There are issues that still need clarity. To whom are the editors answerable? To their employers, subscribers, readers, authors, the scientific community or to none? What is more, even when the proposal to have an ombudsman is acceptable, there are practical problems as not enough people who are conversant with publication ethics and have the willingness to serve as ombudsman. An ombudsman should be able to spare time to look at the complaints of authors and to seek details from possibly non-cooperative editorial staff.

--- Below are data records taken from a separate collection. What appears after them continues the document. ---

Issue #4712, opened 2015-12-31
Inserting a new document with an invalid _rev succeeds (against local databases)


willholley:
Against local databases, the bulkDocs function allows insertion of documents with invalid _revs.

For example:

    var db = new PouchDB("test");
    db.bulkDocs([{_id:"foo2",_rev:"1-bar"}]).then(function(results) { console.log(results);});

results in:

    [ { id: "foo2", ok: true, rev: "2-f126b7c8c8c80fa0d7bd8d989d38cd56" } ]

I'd expect a conflict error in this case. Presumbably, the invalid rev is being used to generate the incremental revision (2-f...) and treated like an update.

willholley:
it seems that CouchDB 1.6.1 behaves in the same way:

     $ curl 'http://127.0.0.1:5984/revtest' -XPUT
     {"ok":true}

     $ curl 'http://127.0.0.1:5984/revtest/_bulk_docs' -H 'Content-Type: application/json' --data-binary '{"docs":[{"_id":"foobar","_rev":"1-123"}]}'
     [{"ok":true,"id":"foobar","rev":"2-9af8fdb20d72f07cc94e26da4857e3ae"}]

however, Cloudant / CouchDB 2.0 correctly return an error:

     $ curl 'http://127.0.0.1:15984/revtest' -XPUT
     {"ok":true}
     
     $ curl 'http://127.0.0.1:15984/revtest2/_bulk_docs' -H 'Content-Type: application/json' --data-binary     '{"docs":[{"_id":"foobar","_rev":"1-123"}]}'
     [{"id":"foobar","error":"conflict","reason":"Document update conflict."}]

@janl / @kxepal is the CouchDB 2.0 behaviour expected / correct?

willholley:
This also occurs with single doc insertions:

     var db = new PouchDB("test");
     db.put({_id:"foo",_rev:"1-bar"}).then(function(results) { console.log(results);})

returns:

     {ok: true, id: "foo", rev: "2-fb61ce36c134030c8ad3923c259cd60f"}

kxepal:
cc @rnewson here as well, but for me new 2.0 behaviour is correct and the right.

daleharvey:
Fixed by https://github.com/pouchdb/pouchdb/commit/70271ec769c6bc93909ee315f98ec1ac72ab1862

PR #4713, opened 2015-12-31
(#4712) - generate conflict error when using inserting doc with unrecognised _rev

willholley:
When inserting a new document with a specific _rev, we previously
allowed the insertion instead of generating a conflict error
(as CouchDB does).

It was a bit fiddly to figure out where to add this check but I settled
on processDocs.js. This commit adds a test that when inserting a document
new to the database (and new_edits is true), the root of the revision tree
must not be missing. Normally, PouchDB will generate a new, available
root node so the lack of this indicates that the user specified a _rev
that the database doesn't recognise.

Updates to a document which the database already knows about will not
flow down this code path - instead they go to updateDoc.js which performs
its own conflict test.

### DIFF
--- a/lib/deps/docs/processDocs.js
+++ b/lib/deps/docs/processDocs.js
@@ -15,12 +15,25 @@ function processDocs(revLimit, docInfos, api, fetchedDocs, tx, results,
   // Default to 1000 locally
   revLimit = revLimit || 1000;
 
+  function rootIsMissing(docInfo) {
+    return docInfo.metadata.rev_tree[0].ids[1].status === "missing";
+  }
+
   function insertDoc(docInfo, resultsIdx, callback) {
     // Cant insert new deleted documents
     var winningRev = calculateWinningRev(docInfo.metadata);
     var deleted = isDeleted(docInfo.metadata, winningRev);
     if ('was_delete' in opts && deleted) {
       results[resultsIdx] = errors.error(errors.MISSING_DOC, 'deleted');
+      return callback();
+    }
+
+    // 4712 - detect whether a new document was inserted with a _rev
+    var inConflict = newEdits && rootIsMissing(docInfo);
+
+    if (inConflict) {
+      var err = errors.error(errors.REV_CONFLICT);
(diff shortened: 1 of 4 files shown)


tests/integration/test.basics.js
```diff
@@ -1064,6 +1064,26 @@ adapters.forEach(function (adapter) {
...
+      var newdoc = {
+        '_id': 'foobar',
+        '_rev': '1-123'
+      };
+
+      db.put(newdoc, function (err, result) {
+        should.not.exist(result);
+        err.should.have.property('name', 'conflict');
+        done();
+      });
```
nolanlawson: let's please stop introducing new tests that use callbacks instead of promises

lib/deps/docs/processDocs.js
```diff
@@ -15,6 +15,10 @@ function processDocs(revLimit, docInfos, api, fetchedDocs, tx, results,
   // Default to 1000 locally
   revLimit = revLimit || 1000;
 
+  function rootIsMissing(docInfo) {
+    return docInfo.metadata.rev_tree[0].ids[1].status === "missing";
+  }
+
```
nolanlawson: this would be better for performance to hoist to the outer function, since it doesn't need any local variables

tests/integration/test.bulk_docs.js
```diff
@@ -996,6 +996,23 @@ adapters.forEach(function (adapter) {
...
+      }
+
+      var db = new PouchDB(dbs.name);
+      var newdoc = {
+        '_id': 'foobar',
+        '_rev': '1-123'
+      };
 
+      db.bulkDocs({ docs: [newdoc] }, function (err, results) {
+        results[0].should.have.property('name', 'conflict');
```
nolanlawson: typically we test `status` instead of `name`, but this is fine

nolanlawson:
I have some nits, but LGTM. I may wait for #4710 because it will be easier to rebase this on top of that than vice-versa.

nolanlawson:
Closing in favor of #4714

The concept of an ombudsman in a biomedical or any scientific journal in India or elsewhere is yet to take root. The Indian Journal of Pharmacology (IJP) is perhaps the first Indian journal to do so due to a courageous editor unafraid of being under the close scrutiny of an ombudsman. More journals need to follow this lead. I have had the privilege of being the ombudsman of IJP since 2001 and my experience has been very rewarding. I was not exactly busy as there were only two complaints (See Box for details). I am thankful to the co-operative editorial office and the sporting authors who have accepted my verdict.